Despite being disappointed by Dangote, the residents are not short of options through, as they are now wooing other cement manufacturers such as Savanna Cement, Mombasa Cement and East African Portland Cement (EAPC) to invest in the 180-square kilometre piece of land believed to be endowed with huge deposits of limestone.

Indeed, Mwinzi noted that there were many alternatives the community and the county government can explore. “Dangote is not the only alternative. EAPC has shown interest of coming back. They have already visited the area and a section of the community has also visited their factories,” Mwinzi revealed.

He said that although EAPC was approached directly by the people, the company had been advised to involve the county government in its activities. The county’s department of Environment, Energy and Minerals Investment Development has formulated a law denying investors the opportunity to buy land directly from the locals but will be required to lease.
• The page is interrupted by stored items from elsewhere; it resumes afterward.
PR #1050, opened 2026-01-17
1003 add a ruff time estimate for the overall progress

EinsPommes:
Bild 26 12 25 um 13 07

### DIFF
--- a/.github/workflows/issue-status-check.yml
+++ b/.github/workflows/issue-status-check.yml
@@ -1,0 +1,213 @@
+name: Stale Assigned Issue Check
+
+on:
+  schedule:
+    # Run every Sunday at 9:00 AM UTC
+    - cron: '0 9 * * 0'
+  workflow_dispatch: # Allow manual triggering for testing
+
+jobs:
+  check-stale-issues:
+    runs-on: ubuntu-latest
+    permissions:
+      contents: read
+      issues: write
+      pull-requests: read
+    
+    steps:
+      - name: Check assigned issues for status updates
+        uses: actions/github-script@v7
+        with:
+          script: |
+            const ONE_WEEK_MS = 7 * 24 * 60 * 60 * 1000;
+            const now = new Date();
+            
+            // Helper function to check rate limits
+            async function checkRateLimit() {
+              try {
+                const { data: rateLimit } = await github.rest.rateLimit.get();
+                const remaining = rateLimit.resources.core.remaining;
+                const reset = new Date(rateLimit.resources.core.reset * 1000);
+                console.log(`Rate limit: ${remaining} requests remaining (resets at ${reset.toISOString()})`);
+                return remaining > 10; // Stop if fewer than 10 requests remaining
+              } catch (error) {
+                console.log(`Could not check rate limit: ${error.message}`);
+                return true; // Continue on error
+              }
+            }
+            
+            // Get all open issues
+            const issues = await github.paginate(github.rest.issues.listForRepo, {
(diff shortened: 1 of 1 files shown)


EinsPommes:
Could you please do a review? @Oshgnacknak

Oshgnacknak:
I like it. In fact, configure the alert to be a warning that cannot be closed and states "Update in process, machine will reboot. Don't use in Production until finished", or something similar.

TheBest6337:
I would agree with @Oshgnacknak, it should also be somewhere more in the middle, because not everyone will look at the bottom right corner. I think it could fit somewhere above the percantage value, at the same height as the buttons.

EinsPommes:
Yes, I can do that, but currently the message disappears after a few seconds. So should it be displayed permanently?
@Oshgnacknak @TheBest6337

TheBest6337:
Yes @EinsPommes

EinsPommes:
Bild 25 01 26 um 17 37


That's how it looks. What do you think? @Oshgnacknak @TheBest6337

Oshgnacknak:
@EinsPommes make the message permanent. You can take inspiration from the lasers warning about the diameter not being in spec.

EinsPommes:
Okay, what about the update information, because it actually says the same thing there. @Oshgnacknak

EinsPommes:
Bild 25 01 26 um 19 47
I have now done it this way

TheBest6337:
You are telling the user the same thing in 2 seperate tiles. First it tells you the estimate on the right and then also in the bug update info tile.

EinsPommes:
@TheBest6337 I think everything should be fine for the merge now, right?

TheBest6337:
@JalleliAchraf please review it and also check if everything makes sense

JalleliAchraf:
The only comment I have is that saying that the updates 'typically take 5 minutes' might be an overestimation in the average case. For example it takes far less for already preinstalled versions. I think a better phrasing would be 'updates may take up to 5 minutes'.

electron/src/setup/UpdateExecutePage.tsx
```diff
@@ -108,6 +109,14 @@ export function UpdateExecutePage() {
             Cancel Update
           </TouchButton>
         )}
+        {isUpdating && (
+          <div className="ml-auto flex items-center gap-2 rounded-xl border border-blue-400 bg-blue-600 px-4 py-2.5 text-white shadow-xl backdrop-blur-sm transition-all duration-300">
+            <Icon name="lu:Info" className="h-5 w-5 text-blue-100" />
+            <span className="text-base leading-snug text-blue-50">
+              Updates typically take approximately <strong>5 minutes</strong>
```
JalleliAchraf, line 116: a better phrasing would be 'Updates may take up to 5 minutes' since it isn't really the average case.

TheBest6337:
> The only comment I have is that saying that the updates 'typically take 5 minutes' might be an overestimation in the average case. For example it takes far less for already preinstalled versions. I think a better phrasing would be 'updates may take up to 5 minutes'.

Yes but they can also take longer when lots of rust and electron code has changed

JalleliAchraf:
> > The only comment I have is that saying that the updates 'typically take 5 minutes' might be an overestimation in the average case. For example it takes far less for already preinstalled versions. I think a better phrasing would be 'updates may take up to 5 minutes'.
> 
> Yes but they can also take longer when lots of rust and electron code has changed

it's just a minor detail overall it LGTM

Mwinzi said that regulation is meant to cushion the locals from possible exploitation by the investors. “A lease will enable the land owners be entitled to yearly payments which is not possible if investors buy land,” he observed.

Besides the law, the county government has also constituted a liaison committee which is meant to mediate between the investor(s) and the community. And that is where the Kanziku community and the county government part ways. The Ene Mali group has flatly renounced the liaison committee dismissing it as alien.

“Out of the 24 members of that committee, only three come from the limestone area. How can outsiders discuss our wealth?” wondered Munyalo, saying the committee will not be given opportunity to negotiate on behalf of the community. He said it is only the select committee from 420 members of Ene Mali which has such mandate.

He said residents of Kyautunda area were optimistic that before the end of this month they will get their title deeds, a move that will give them impetus to confidently negotiate with investors.

Kenya shadowed

Africa’s richest person last year unveiled East Africa’s biggest cement factory in Ethiopia at a cost of $500 million (Sh50 billion), what could have shadowed Kenyan plans. The thinking is that Dangote could use the Ethiopian and Tanzania plants to supply regional markets without the need for the Kenyan factory.

The Dangote Cement plant in Ethiopia is the fifth in the series of offshore plants of the company that have rolled out cement within the last one year on the continent, coming after Senegal, Cameroon, South Africa and Zambia. Apart from its plants in Nigeria, Dangote Cement has factories in South Africa, Senegal, Zambia and Tanzania.